I'm trying to understand the purpose/behaviour of ...
# general
b
I'm trying to understand the purpose/behaviour of
~/.cache/pants/named_caches
. Based on https://www.pantsbuild.org/docs/using-pants-in-ci#directories-to-cache, there's suggestion that it should cache tools/PEXs. However, if I run a CI build with a full cache hit (key = hash of all lock files) on
named_caches
and an empty
lmdb_store
, I still see a lot of lines like the following (plus corresponding
Completed
): For lint/check (ends up being ~20s of wall time spent building the pexes):
Copy code
Starting: Building isort.pex from isort_default.lock
...
Starting: Building extra_type_stubs.pex
Starting: Building mypy.pex from 3rdparty/python/mypy.lock
Starting: Building 59 requirements for requirements.pex from the 3rdparty/python/default.lock resolve: ...

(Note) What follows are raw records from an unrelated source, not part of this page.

PR #5465, opened 2026-09-15
fix(db): MoonBoard grade estimates at every angle, plus a grade-range filtering fix

fallaciousreasoning:
## Summary

Gets a real Boardsesh grade estimate onto MoonBoard, and fixes two bugs found
while proving it out on a local dev DB:

Screenshot_20260916-105559

- **MoonBoard grade coverage.** MoonBoard is back in `CROWD_MEAN_BOARDS` now
  that its `difficulty_average` is sourced from the catalog's real `userGrade`
  field (a prior commit on this branch) rather than duplicating the setter's
  grade — a climb graded at *both* its real angles (25°/40°) now gets a genuine
  `confirmed`/`provisional` grade, on top of the existing same-board angle
  transpose and the wide-angle borrowed-shape estimate (also earlier commits
  here). Together the three jobs cover every angle a MoonBoard climb can be
  played at, including the ones behind the `moonboard-wide-angles` flag.
- **Data-integrity fix (`deleteStaleGrades`).** With three jobs now writing to
  `board_climb_grades` for one board, the nightly refresh's stale-row cleanup
  had no `model_version` filter — re-running it deleted every other job's rows
  for that board, not just its own. Confirmed on the dev DB: one re-run wiped
  ~3M rows the other two jobs had just published. Scoped the DELETE.
- **Fabricated-grade fix.** MoonBoard's catalog import leaves a zero-ascent
  placeholder stats row at a problem's non-graded fixed angle, carrying a
  catalog-implied label instead of NULL. The main model read that label as
  crowd evidence and manufactured a `setter_only` grade there, which won the
  upsert over the transpose job's real estimate for the same angle. Excluded
  MoonBoard's zero-ascent rows from the main model's read.
- **Grade-range filtering fix.** Unrelated to MoonBoard specifically, but
  surfaced by it: filtering by grade only ever compared against the legacy
  `display_difficulty` column, which is `NULL` for any climb+angle with no
  `board_climb_stats` row (a MoonBoard wide angle, or any unclimbed angle with
  a published cross-angle estimate) — and the default sort routed through an
  `INNER JOIN` that dropped those climbs before the filter even ran, so
  filtering came back empty instead of just under-matching. Now falls back to
  the Boardsesh grade, applied consistently across the shared search query,
  the count query, the holds heatmap, and the offline SQLite mirror.
- **UI copy.** Finishes wiring the `moonboard_wide_angle_estimate` confidence
  tier through the play drawer's Boardsesh grade card, with its own copy in
  all four locales (distinct from the same-board transpose's wording, since
  it's a rougher, cross-board estimate).

Author-side verification: re-ran the full nightly pipeline (main model + both
MoonBoard jobs) three times back-to-back on the dev DB and confirmed stable
row counts with zero unexpected deletions each time; confirmed a real climb
(Moon Girl) now shows `confirmed` at both 25° and 40°; confirmed a wide-angle
grade-range filter query returns matching climbs via a direct GraphQL call
against the dev backend.

## Release Notes

- MoonBoard climbs now get a Boardsesh grade estimate at every angle,
  including angles beyond the board's usual 25°/40°.
- Filtering by grade range now works at angles nobody's climbed yet, instead
  of coming back empty.

## Test plan

Needs: **More → Feature Flags** → force `boardsesh-grade` and
`moonboard-wide-angles` ON, and **More → Display** → "Show Boardsesh grades"
ON. Use a MoonBoard board.

1. Open a MoonBoard climb at 25° or 40° → grade badge shows a real number
   (no `≈`).
2. Switch the same climb to a wide angle (e.g. 45°) → badge shows `≈` and
   "Rough estimate" wording, distinct from the 25°/40° estimate wording.
3. On the climb list at a wide angle, drag the grade-range filter → list
   updates with matching climbs (was empty before this PR).
4. Climb list still works normally with grades off (toggle "Show Boardsesh
   grades" off) → legacy grades and filtering unaffected.

## Risk

Risk: 4/5 — re-enables MoonBoard in the production grade pipeline (previously
excluded) and changes the nightly grade-refresh job's delete/upsert behavior;
also touches the shared search/count/heatmap query paths used by every board.
Narrowly scoped (COALESCE fallbacks only fire when the primary source is
NULL) and covered by new unit tests, but the blast radius if wrong is every
board's search results and the nightly grade pipeline.


packages/db/scripts/moonboard-wide-angle-estimate-helpers.ts
```diff
@@ -0,0 +1,154 @@
+/**
+ * EXPERIMENTAL (branch: experiment/moonboard-boardsesh-grade) — planning
+ * helpers for `refresh-moonboard-wide-angle-estimates.ts`. See
```
marcodejongh: Do i need to run this? If so create follow up issue and nag me on discord about it 😆

marcodejongh (dismissed):

marcodejongh:
Should probably fix the last claude feedback too, but can be followuo

fallaciousreasoning:
Addressed the Claude review feedback in 6 follow-up commits:

- Removed the stale `EXPERIMENTAL`/"NOT for merge" branch references (11 occurrences) and the "no frontend copy yet" note — all stale since this shipped.
- Fixed the French copy bug (`plafonds` → `boards`, matching the glossary/Spanish string).
- Fixed a real count/search inconsistency: `count-climbs.ts` was joining `board_climb_grades` at the literal browsed angle while the search list resolves it through `gradeJoinAngleSql` under cross-angle (#5405) — a climb whose grade only exists at its set angle could be found by one and missed by the other. Both now share the same helper.
- Deduped `MOONBOARD_WIDE_ANGLES` (was inlined with a manual keep-in-sync comment; `packages/db` already depends on `@boardsesh/board-config`).
- Documented the disjoint-angle-set invariant the wide-angle job's `ON CONFLICT` relies on.
- Added the missing `moonboard_wide_angle_estimate` tier to the GraphQL schema doc strings (regenerated codegen).
- Added the missing GitHub Actions workflow for `refresh-moonboard-wide-angle-estimates.ts` — it was registered in package.json but had no scheduled job, so it never would have run in production.
- Updated `docs/boardsesh-grade.md`: MoonBoard's `CROWD_MEAN_BOARDS` inclusion, why cross-angle projection still can't fire for it, the angle-transpose section's new userGrade-backed input, a new section for the wide-angle estimate, and the confidence tier table.

Left one item deliberately unaddressed: narrowing `loadShapeCoefficients`'s return type via `Pick<GradeCoefficients, 'angleOffset' | 'coeffVersion'>`. `hasAngleOffset`/`lookupAngleOffset` in `blend.ts` are shared across the whole EB pipeline and take the full `GradeCoefficients` type, so narrowing it properly would mean touching those shared signatures — more risk than the cosmetic win is worth right now. Happy to pick it up as a real follow-up if wanted.

All new commits pass typecheck + the full test suite (added coverage for the count/search fix and the grade-range fallback). CI is running on the latest push.

fallaciousreasoning:
Addressed the second round of feedback:

- **Real bug (#1, silent data-loss path):** confirmed — `loadShapeCoefficients` had no equivalent to the sibling script's abort-before-publish gate. If the angle-surface fit ever came back with zero coverage, the planner would produce 0 upserts and reap the entire ~2.8M-row table. Added the same `report.problems`-style abort the sibling script already has, before targets/existing/plan are ever loaded.
- **#2 (statsDrivenSearch join):** verified this path is actually unreachable under cross-angle today — `chooseSearchPath` routes every cross-angle search to `standard-only` before this INNER JOIN function can run (see its own doc comment). Fixed anyway for defense-in-depth: now goes through the same `gradeJoinAngleSql` helper, so a future routing change can't silently reintroduce the mismatch.
- **#5 (unenforced invariant):** added a hard assertion in `planMoonboardWideAngleEstimates` — throws if it ever plans an upsert at 25°/40°, instead of relying only on the loop-level skip.
- **#6 (stale workflow comment):** fixed.

Left two as-is, both matching existing codebase patterns rather than being new problems:
- **#3 (`getClimbStatsConditions` footgun):** the three current callers are correctly paired (verified by tests) and both the getter and every call site carry a comment explaining the pairing requirement. Didn't see a clean way to enforce it structurally without more invasive changes than the risk warrants.
- **#4 (existing-keys snapshot race):** this is the same pattern the sibling `refresh-moonboard-angle-estimates.ts` already uses (load existing keys outside the transaction). The `concurrency` group prevents scheduled overlap; only a manual `workflow_dispatch` racing the cron boundary could interleave, and the worst case is a stale row surviving one extra week until the next run reaps it — not data loss. Not something I want to change unilaterally on both jobs without know if there's a reason it hasn't come up before.

All green on typecheck + the full test suite (verified the new abort/assert logic against the dev DB directly — normal runs are byte-identical, no false positives).

packages/db/scripts/moonboard-wide-angle-estimate-helpers.ts
fallaciousreasoning: added a github action to do it automatically

marcodejongh (approved):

Starting: Building requirements_venv.pex
For testing (ends up being 2.5 minutes of wall time building pexes):
Copy code
Starting: Building 42 requirements for requirements.pex from the 3rdparty/python/default.lock resolve: ...
...
Starting: Building pytest_runner.pex
...
I'd be expecting that the ~2GB in
named_caches
would eliminate the 3 minutes of building all these pexes, even if nothing else is cached, but that's apparently not the behaviour. Is there something I may be doing wrong? (A few more details in the thread)
• I cannot see any significant difference in timing or output between the build above, or one with an empty
named_caches
too (i.e. fresh
named_caches
and
lmdb_store
) • Cache key:
Copy code
pants-named-${{ runner.os }}-${{ hashFiles('pants.toml') }}-${{ hashFiles('3rdparty/**/*.lock') }}
• The output above is from commands like
./pants lint check ::
and
./pants test ::
. • The output from
[stats].log = true
includes info like (
#
comments mine):
Copy code
Counters:
  ...
  local_cache_requests_cached: 0 # due to empty lmdb_store, presumably
  ...
local_store_read_blob_size
  ...
  sum: 14329918098 # 14GB suggests that _some_ cache is being used, but a build with empty named_caches has a similar number
• pants version: 2.13.0
w
the primary interesting named cache is for PEX… and the primary interesting subcomponent of that is of built wheels
if your build uses mostly pre-built wheels fetched from the network, it’s possible that re-fetching them is cheaper for you.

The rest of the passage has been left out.